Inconsistent results trying to microbenchmark

Question

I have been trying to take some microbenchmarks of Lua code, but have run into an incredibly annoying problem: I can't seem to get consistent results.

Example: here's a dead simple Lua program that's supposed to time a naive Fibonacci function:

function pfibs(n)
  if n ~= math.floor(n) then return 0
  elseif n < 0 then return pfibs(n + 2) - pfibs(n + 1)
  elseif n < 2 then return n
  else return pfibs(n - 1) + pfibs(n - 2)
  end
end
t = os.clock()
pfibs(30)
t = os.clock() - t
print("time: "..t)

When I try to run it several times in a row, something like this happens:

$ lua fib.lua
time: 1.265
$ lua fib.lua
time: 1.281
$ lua fib.lua
time: 1.343
$ lua fib.lua
time: 1.437
$ lua fib.lua
time: 1.562
$ lua fib.lua
time: 1.578
$ lua fib.lua
time: 1.64
$ lua fib.lua
time: 1.703
$ lua fib.lua
time: 1.75
$ lua fib.lua
time: 1.797
$ lua fib.lua
time: 1.796
$ lua fib.lua
time: 1.812
$ lua fib.lua
time: 1.89

(this is just an example, snipped for brevity, but representative of the sort of slowdown curve I'm seeing)

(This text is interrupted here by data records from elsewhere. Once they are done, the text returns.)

PR #1120, opened 2017-05-24
integrate with Google ContainerRegistry support in docker-client

mattnworb:
Updates docker-client to 8.6.0 which has support for configuring the
DockerClient instance to authenticate against Google Container Registry.

(Note: this requires https://github.com/spotify/docker-client/pull/762 to be merged and released in docker-client first, before this PR can be merged)

The credentials to use in authenticating for pulls from GCR are
configured with a new flag `--docker-gcp-account-credentials`. The GCR
authentication layer is only enabled when this flag is set. This
argument value is expected to be a file containing the JSON key for the
service or user account to pull images with.

### DIFF
--- a/helios-services/src/main/java/com/spotify/helios/agent/AgentConfig.java
+++ b/helios-services/src/main/java/com/spotify/helios/agent/AgentConfig.java
@@ -20,6 +20,7 @@
 
 package com.spotify.helios.agent;
 
+import com.google.auth.oauth2.GoogleCredentials;
 import com.spotify.docker.client.DockerHost;
 import com.spotify.helios.servicescommon.CommonConfiguration;
 import com.spotify.helios.servicescommon.FastForwardConfig;
@@ -67,6 +68,9 @@ public class AgentConfig extends CommonConfiguration<AgentConfig> {
   private List<String> extraHosts;
   private boolean jobHistoryDisabled;
   private int connectionPoolSize;
+
+  /** Credentials to use with Google Container Registry. */
+  private GoogleCredentials googleCredentials;
 
   public boolean isInhibitMetrics() {
     return inhibitMetrics;
@@ -367,6 +371,15 @@ public class AgentConfig extends CommonConfiguration<AgentConfig> {
 
   public AgentConfig setConnectionPoolSize(final int connectionPoolSize) {
     this.connectionPoolSize = connectionPoolSize;
+    return this;
+  }
+
+  public GoogleCredentials getGoogleCredentials() {
+    return googleCredentials;
+  }
+
+  public AgentConfig setGoogleCredentials(final GoogleCredentials googleCredentials) {
+    this.googleCredentials = googleCredentials;
     return this;
   }
 }
--- a/pom.xml
+++ b/pom.xml
@@ -137,7 +137,7 @@
       <dependency>
         <groupId>com.spotify</groupId>
         <artifactId>docker-client</artifactId>
-        <version>8.4.0</version>
+        <version>8.6.0</version>
         <classifier>shaded</classifier>
       </dependency>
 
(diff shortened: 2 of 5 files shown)


pom.xml
```diff
@@ -137,7 +137,7 @@
       <dependency>
         <groupId>com.spotify</groupId>
         <artifactId>docker-client</artifactId>
-        <version>8.4.0</version>
+        <version>8.6.0-SNAPSHOT</version>
```
mattnworb: will need to change to `8.6.0` once the new stuff in docker-client is released

mattnworb:
I made sure that this logs what file is being read at startup (and the identity in it) for troubleshooting:

```
10:50:22.887 helios[7111]: INFO  [AgentMain STARTING] AgentService: loading Google Cloud credentials for Docker from /Users/mattbrown/Downloads/xxx.json
10:50:23.036 helios[7111]: INFO  [AgentMain STARTING] ContainerRegistryAuthSupplier: loaded credentials for service account with clientEmail=mbrown-test-helios-gcr@xxxx.iam.gserviceaccount.com
```

helios-services/src/main/java/com/spotify/helios/agent/AgentConfig.java
```diff
@@ -369,4 +371,13 @@ public AgentConfig setConnectionPoolSize(final int connectionPoolSize) {
     this.connectionPoolSize = connectionPoolSize;
     return this;
   }
+
+  public File getGoogleCloudAccountCredentials() {
```
gimaker: nitpick: I think it would make more sense to have this be of type `GoogleCredentials` and load the credential file elsewhere (e.g. in `AgentParser`).

That would make it easier to add a flag like `--docker-gcp-use-application-default-credentials` in the future if we want to do that.

mattnworb: Good point, although this is kind of difficult with the structure of ContainerRegistryAuthSupplier that is currently in docker-client. It would need to be refactored too, to allow passing the GoogleCredentials in. I think this would be a better design, but I'll probably hold off on doing so until there is a need for Helios to use the ADC.

mattnworb:
I think the only test we could do here is test that AgentService constructs a DockerClient with this registryAuthSupplier instance when `agentConfig.getGoogleCloudAccountCredentials()` is set, but the auth info is not exposed by `DefaultDockerClient` today for a test to assert against, so we'd have to add all that 😞

helios-services/src/main/java/com/spotify/helios/agent/AgentConfig.java
gimaker: Derp.

That seems less than ideal. For example, if I have a build agent in GCP that both pulls and pushes images to GCR using something like `dockerfile-maven-plguin`. Then I can't use the SA that is associated with the VM? Instead I must create a SA key and add glue to make sure it's loaded and used?

mattnworb: no: https://github.com/spotify/docker-client/commit/b44708fc5bf78801c07849ea75410c1979264844

I just meant that I didn't think to add a factory like `ContainerRegistryAuthSupplier.forCredentials()`, all it has now is `forApplicationDefaultCredentials()` and `forStream(InputStream credentialsStream)`

davidxia:
```
Require upper bound dependencies error for ch.qos.logback:logback-classic:1.1.11 paths to dependency are:
+-com.spotify:helios-services:0.9.0-SNAPSHOT
  +-ch.qos.logback:logback-classic:1.1.11
and
+-com.spotify:helios-services:0.9.0-SNAPSHOT
  +-com.spotify:helios-tools:0.9.0-SNAPSHOT
    +-ch.qos.logback:logback-classic:1.1.11 (managed) <-- ch.qos.logback:logback-classic:1.1.2
and
+-com.spotify:helios-services:0.9.0-SNAPSHOT
  +-net.kencochrane.raven:raven-logback:4.1.1
    +-ch.qos.logback:logback-classic:1.1.11 (managed) <-- ch.qos.logback:logback-classic:1.0.13
and
+-com.spotify:helios-services:0.9.0-SNAPSHOT
  +-com.spotify:docker-client:8.6.0-SNAPSHOT
    +-ch.qos.logback:logback-classic:1.1.11 (managed) <-- ch.qos.logback:logback-classic:1.2.1
and
+-com.spotify:helios-services:0.9.0-SNAPSHOT
  +-com.spotify:logging:2.0.17
    +-ch.qos.logback:logback-classic:1.1.11 (managed) <-- ch.qos.logback:logback-classic:1.0.13
and
+-com.spotify:helios-services:0.9.0-SNAPSHOT
  +-io.dropwizard:dropwizard-core:0.7.1
    +-io.dropwizard:dropwizard-jackson:0.7.1
      +-ch.qos.logback:logback-classic:1.1.11 (managed) <-- ch.qos.logback:logback-classic:1.1.2
and
+-com.spotify:helios-services:0.9.0-SNAPSHOT
  +-io.dropwizard:dropwizard-core:0.7.1
    +-io.dropwizard:dropwizard-logging:0.7.1
      +-ch.qos.logback:logback-classic:1.1.11 (managed) <-- ch.qos.logback:logback-classic:1.1.2
```

mattnworb:
@gimaker I decided to include the refactoring you suggested, please take another look.

Now that docker-client 8.6.0 is released, I think this PR is all-good for review.

mattnworb:
upgrading jackson seems to cause [`AddExtraHostContainerDecoratorTest.simpleTest()`](https://github.com/spotify/helios/blob/013d1b614e0a7c15bfe11418b34a93af5306b6a2/helios-services/src/test/java/com/spotify/helios/agent/AddExtraHostContainerDecoratorTest.java#L37) to fail 😖

helios-services/src/main/java/com/spotify/helios/agent/AgentConfig.java
```diff
@@ -20,9 +20,11 @@
 
 package com.spotify.helios.agent;
 
+import com.google.auth.oauth2.GoogleCredentials;
 import com.spotify.docker.client.DockerHost;
 import com.spotify.helios.servicescommon.CommonConfiguration;
 import com.spotify.helios.servicescommon.FastForwardConfig;
+import java.io.File;
```
gimaker: unused import? :)

PR #1121, opened 2017-05-24
remove extra repositories from pom.xml

mattnworb:
I don't think any of these are needed - all of the libraries used are in
Maven Central.


mattnworb:
I guess they are needed after all

PR #1122, opened 2017-05-25
Add docs on rolling-update --overlap

davidxia:


davidxia:
cc @caipre @mavenraven

davidxia:
Yea it's a small link. I'll do that in another PR.

PR #158, opened 2021-09-03
Modern-PT support

JThomas2020:
This PR adds support for modern-PT files into OnkoDICOM, specifically:

- Added a check for patient position data, which is optional in modern PT but mandatory in other DICOM image types
- Added a byte length parameter to address shear issues in generating an image slice (Big thanks to Team 14 for help with this)
- Added a function which transforms the transect input from 512x512 to the size of the pixel array

Please test with modern-PT and non PT to check robustness


DuyTungHa (approved):
Team23

Tamookk (approved):
Works well! Encountered no problems.

- Team 14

Times that start around 1.1 seconds end up well above two seconds. All I've been doing is sitting here pressing up-enter repeatedly. The same sort of thing happens if I wrap the test in a call to time instead of using the Lua clock, or if I make it loop a few times to take a couple more seconds; it seems to slow down proportionally. If I leave it for a while, sometimes the times go back down. Sometimes not (probably because I don't know how long to leave it).

This is on Windows+MSYS. Trying this on Ubuntu (same machine) lead to a different pattern but still wildly inconsistent and unusable results (e.g. a test would take 2 seconds, then 3.5 seconds, then 4 seconds, then 2.5 seconds...). Task Manager/top indicate nothing chewing up CPU in the background in either case. CPU speed switching is disabled.

What am I doing wrong? My machine is old, but it can't be that broken (surely I'd notice it being unusable if it were the machine's fault and every program got that much slower every second...).

What I Am Actually Trying To Do:

What I wanted to do was learn about interpreter implementation, by starting with vanilla Lua and tweaking it to see what effect changes had on interpreter performance. As you can see I have yet to get past "establishing a control", so I haven't actually done any of that bit yet - with benchmark variance as high as the above, any changes I make are going to be utterly lost in the noise. I chose Lua because although it's a real-world program, its also tiny and easy to read and modify. If there is a better base interpreter to do this with, or an established best way to benchmark interpreter performance, please feel free to add suggestions on that to answers.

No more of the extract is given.